Camping options: The land along the Eleven Point is all public. In addition to Wild & Scenic River status, it is within the boundaries of the Irish Wilderness Area which itself is in the Mark Twain National Forest. Not only does that make the gravel bars fully legal (not that we have ever really cared), but the Missouri D.N.R. has built what they call "Float Camps" at various points along the river. Like this one called "Barn Hollow":
The existence of the Float Camps creates a dilemma for us. Our first choice is and always will be to camp on gravel bars, preferably next to a riffle or rapids. But having not been on this river in, oh, about 25 years, we don't really know where they are. We know exactly where the Float Camps are from the maps and they would give us complete certainty in planning, but they are a little less desirable because they can be grassy places with muddy banks. And there is also the problem of working out the right mileage between them. We know we want to put in at Greer Spring to get the best water level and we do know there is a Float Camp ten miles downstream which would work well because Greer Spring has a developed campsite at the put-in.
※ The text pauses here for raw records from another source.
PR #1819, opened 2021-05-24
new_owner: implement gc manager

leoppro:
GC manager: a module of the new owner, which reports the min checkpoint ts to PD GC service and checks the changefeed which of checkpoint ts is behind too far to stop 

### Check List 

Tests 

 - Unit test
 
### Release note

- No release note

### DIFF
--- a/cdc/model/changefeed.go
+++ b/cdc/model/changefeed.go
@@ -45,6 +45,7 @@ type FeedState string
 // All FeedStates
 const (
 	StateNormal   FeedState = "normal"
+	StateError    FeedState = "error"
 	StateFailed   FeedState = "failed"
 	StateStopped  FeedState = "stopped"
 	StateRemoved  FeedState = "removed"
--- a/cdc/owner/gc_manager.go
+++ b/cdc/owner/gc_manager.go
@@ -95,6 +95,9 @@ func (m *gcManager) updateGCSafePoint(ctx cdcContext.Context, state *model.Globa
 	failpoint.Inject("InjectActualGCSafePoint", func(val failpoint.Value) {
 		actual = uint64(val.(int))
 	})
+	if actual > minCheckpointTs {
+		log.Warn("update gc safe point failed, the gc safe point is larger than checkpointTs", zap.Uint64("actual", actual), zap.Uint64("checkpointTs", minCheckpointTs))
+	}
 	m.lastSafePointTs = actual
 	m.lastSucceededTime = time.Now()
 	return nil
--- a/cdc/owner/gc_manager.go
+++ b/cdc/owner/gc_manager.go
@@ -1,0 +1,125 @@
+// Copyright 2021 PingCAP, Inc.
+//
+// Licensed under the Apache License, Version 2.0 (the "License");
+// you may not use this file except in compliance with the License.
+// You may obtain a copy of the License at
+//
+//     http://www.apache.org/licenses/LICENSE-2.0
+//
+// Unless required by applicable law or agreed to in writing, software
+// distributed under the License is distributed on an "AS IS" BASIS,
+// See the License for the specific language governing permissions and
+// limitations under the License.
+
+package owner
+
+import (
+	"math"
+	"time"
+
+	"github.com/pingcap/errors"
+	"github.com/pingcap/failpoint"
+	"github.com/pingcap/log"
+	"github.com/pingcap/ticdc/cdc/model"
+	"github.com/pingcap/ticdc/pkg/config"
+	cdcContext "github.com/pingcap/ticdc/pkg/context"
+	cerror "github.com/pingcap/ticdc/pkg/errors"
+	"github.com/pingcap/tidb/store/tikv/oracle"
+	"go.uber.org/zap"
+)
+
+const (
+	// cdcServiceSafePointID is the ID of CDC service in pd.UpdateServiceGCSafePoint.
+	cdcServiceSafePointID = "ticdc"
+	pdTimeUpdateInterval  = 10 * time.Minute
+)
+
+// gcSafepointUpdateInterval is the minimual interval that CDC can update gc safepoint
+var gcSafepointUpdateInterval = 1 * time.Minute
+
+type gcManager struct {
+	gcTTL int64
+
+	lastUpdatedTime time.Time
+	lastSucceedTime time.Time
+	lastSafePointTs uint64
+
+	pdTimeCached      time.Time
+	lastUpdatedPdTime time.Time
+}
+
+func newGCManager() *gcManager {
+	serverConfig := config.GetGlobalServerConfig()
+	failpoint.Inject("InjectGcSafepointUpdateInterval", func(val failpoint.Value) {
+		gcSafepointUpdateInterval = time.Duration(val.(int) * int(time.Millisecond))
+	})
+	return &gcManager{
+		gcTTL: serverConfig.GcTTL,
+	}
+}
+
+func (m *gcManager) updateGCSafePoint(ctx cdcContext.Context, state *model.GlobalReactorState) error {
+	if time.Since(m.lastUpdatedTime) < gcSafepointUpdateInterval {
+		return nil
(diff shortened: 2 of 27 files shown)


cdc/owner/gc_manager.go
```diff
@@ -0,0 +1,125 @@
...
+)
+
+// gcSafepointUpdateInterval is the minimual interval that CDC can update gc safepoint
+var gcSafepointUpdateInterval = 1 * time.Minute
+
+type gcManager struct {
+	gcTTL int64
+
+	lastUpdatedTime time.Time
+	lastSucceedTime time.Time
```
liuzix, line 44:
```suggestion
	lastSucceededTime time.Time
```

cdc/owner/gc_manager.go
```diff
@@ -0,0 +1,125 @@
...
+	lastSafePointTs uint64
+
+	pdTimeCached      time.Time
```
liuzix, line 47:
```suggestion
	pdPhysicalTimeCache      time.Time
```

cdc/owner/gc_manager.go
```diff
@@ -0,0 +1,125 @@
...
+	}
+	minCheckpointTs := uint64(math.MaxUint64)
+	for _, cfState := range state.Changefeeds {
+		if cfState.Info == nil {
+			continue
+		}
+		switch cfState.Info.State {
+		case model.StateNormal, model.StateStopped, model.StateError:
+		default:
+			continue
```
liuzix, line 73: Maybe add a debug log here?

cdc/owner/gc_manager.go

So this is our choice: (a) take the cautious approach - with the first night at a drive-in campground and the second night at a DNR Float Camp or (b) roll the dice and spend both nights somewhere downstream on two gravel bars we hope we will find. It is a riddle, wrapped in a mystery, inside a conundrum. The last time we did a trip without knowing where we were going to stop was on the Green River and we were sweating bullets until we found (what turned out to be) the last gravel bar before the take out.
But it was a good one.
Young, one moves in upon the country and thinks himself a tile in its tessellated ecology, and believes that he always would have been such a tile, and hoots with the owl, and scorns even tents.
Older, one knows himself an excrescence upon the landscape and no kinsman to any wild thing; one hears the bass drumbeat and the gabble of the rapids below and the roar of the rain and feels abrupt depression and wonders why he barged out alone into the wetness and the winter. And thinks that perhaps, in the old time, he would have been one of the cautious who stayed in the jammed East.
I lay awake for a long time with a kind of three-o'clock-in-the-morning apprehension on me. The pup shivered against my side. The river boomed and burbled against its rocks. The night was black but starry. The wind kept on in the darkness, unnaturally; later I woke once or twice as it popped the tent flaps. Big wind depresses when it continues without the normal wanings of evening and night and dawn, whether it's called sirocco or khamsin or whatever. I lay feeling soft muscles ache and wondered if they would tauten to the work or whether I'd finally arrived at that point where the body won't snap back into tone with a few days' misuse, and wondered too what weather the wind might portend, and what idiocy had brought me out there to lie on the graveled ground, in November. . . .
Goodbye to a River, p. 67
Sunday, October 31, 2010
Thursday, October 28, 2010
Member Recognitions
The RRCC would like to extend special thanks to Dr. Sands who helped select the the Eleven Point as our alternate river after hours of subcommittee meetings in the parking lot of Municipal Auditorium last week.
CONSULTING WITH THE AUTHORITIES
And a double dose of Vagisil goes to the Beverage Manager, who intends to be "too busy at work and home" in mid-November to go on the trip. Note to Tim: if you thought you were avoiding the swamp trip you're in for a big surprise. We'll be back at the Waffle House about January.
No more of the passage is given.